Task description: Pick out the lines below with "playlist" and list them.

The records:
PR #251, opened 2024-03-02
fix: unmarshal numeric fields regardless of them being int or float

### LINKED ISSUE #243: unmarshal fail.  【curl --request GET \   --url https://api.spotify.com/v1/artists/0TnOYISbd1XYRBk9myaseg】
json: cannot unmarshal number 1.1113535E7 into Go struct field Followers.followers.total of type uint

wernerdweight:
This fixes #243. I also updated the test data so that it contains float values.

### DIFF
--- a/spotify.go
+++ b/spotify.go
@@ -102,60 +102,37 @@ func (id *ID) String() string {
 	return string(*id)
 }
 
+// Numeric is a convenience type for handling numbers sent as either integers or floats.
+type Numeric int
+
+// UnmarshalJSON unmarshals a JSON number (float or int) into the Numeric type.
+func (n *Numeric) UnmarshalJSON(data []byte) error {
+	var f float64
+	if err := json.Unmarshal(data, &f); err != nil {
+		return err
+	}
+	*n = Numeric(int(f))
+	return nil
+}
+
 // Followers contains information about the number of people following a
 // particular artist or playlist.
 type Followers struct {
 	// The total number of followers.
-	Count uint `json:"total"`
+	Count Numeric `json:"total"`
 	// A link to the Web API endpoint providing full details of the followers,
 	// or the empty string if this data is not available.
 	Endpoint string `json:"href"`
 }
 
-// UnmarshalJSON unmarshals the followers data regardless of numeric values being integers or floats.
-func (f *Followers) UnmarshalJSON(data []byte) error {
-	var v struct {
-		Count    float64 `json:"total"`
-		Endpoint string  `json:"href"`
-	}
-
-	if err := json.Unmarshal(data, &v); err != nil {
-		return err
-	}
-
-	f.Count = uint(v.Count)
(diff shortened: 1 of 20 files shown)


kreudom:
This does not work for me for the `FullTrack`. The fields stay zero.

I think the problem is here:
https://github.com/zmb3/spotify/blob/f5f7cf5e1671692f8dace79d61562e48d5d60914/track.go#L141-L148

Because `SimpleTrack` implements `UnmarshalJSON`, the struct `v` also implements it. Therefore `json.Unmarshal` directly calls `UnmarshalJSON` and ignores the other fields.

test_data/find_track.txt
strideynet, line 1: Could we duplicate the test data, rather than modifying the existing tests, to ensure we have a mixture of cases with floats and with integers, it looks like Spotify can't make their mind up and it'd be good to know we can handle both!

spotify.go
```diff
@@ -122,6 +139,25 @@ type Image struct {
...
+		Height float64 `json:"height"`
+		Width  float64 `json:"width"`
+		URL    string  `json:"url"`
+	}
+
+	if err := json.Unmarshal(data, &v); err != nil {
+		return err
+	}
+
+	i.Height = int(v.Height)
```
strideynet, line 154: I wonder if longterm it makes sense for us to return these fields as floats rather than casting them back to ints. It'd be a breaking change though so perhaps worth bundling with some other fixes.

strideynet:
Thanks for raising this - could you address my remark re: the test data ? I think it's important to prove we can handle both ints and floats. Then I'm happy to move forward with this.

test_data/find_track.txt
wernerdweight: done

spotify.go
wernerdweight: I kept it int for now, but removed the unmarshallers in favour of a custom type (more below)

wernerdweight:
@strideynet, I rewrote it with the custom type to avoid multiple unmarshallers. It's much simpler and flexible now. That said, it introduces a breaking change for comparisons. So if you, for some reason, compare one of the fields (e.g. the follower count) to an integer variable, it will break, as the custom type is not comparable to the int.
```go
playlist.Followers > 100 // still works
threshold := 100
playlist.Followers > threshold // doesn't work (mismatched types Numeric and int)
```

I still think this is a better solution than chaining the unmarshallers on top of each other, but since this is a bc-break, we/you could consider switching to floats (which would actually be a small change now that there's a custom type). Thanks

strideynet:
> I still think this is a better solution than chaining the unmarshallers on top of each other, but since this is a bc-break, we/you could consider switching to floats (which would actually be a small change now that there's a custom type).

I wonder if just switching to floats may make more sense if that's the type the Spotify API is now returning. We could cut this as a breaking change release.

Expected answer:
 // particular artist or playlist.
playlist.Followers > 100 // still works
playlist.Followers > threshold // doesn't work (mismatched types Numeric and int)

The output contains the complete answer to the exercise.